Assignment
Sort through the material below and copy each line with "withMadratLogging".

Supplied data
PR #309, opened 2026-07-14
Add neasted calling of `withMadratLogging` with different parameters and add `warningsAsErrors` parameter

tobiasdiez:
This PR changes how withMadratLogging() behaves when calls are nested.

Task response
Add neasted calling of `withMadratLogging` with different parameters and add `warningsAsErrors` parameter
This PR changes how withMadratLogging() behaves when calls are nested.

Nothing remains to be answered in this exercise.